_Given data_
PR #2599, opened 2015-09-15
[v6r12] Add agent to restart the RequestExecutingAgent when it gets stuck

andresailer:
Just a little agent that restarts the RequestExecutingAgent(s) if the log file is too old.
Workaround for #1901

### DIFF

_Exercise directions_
Using the entries above, tally every line that holds the word "RequestExecutingAgent". Answer with that number only.

_Reply_
2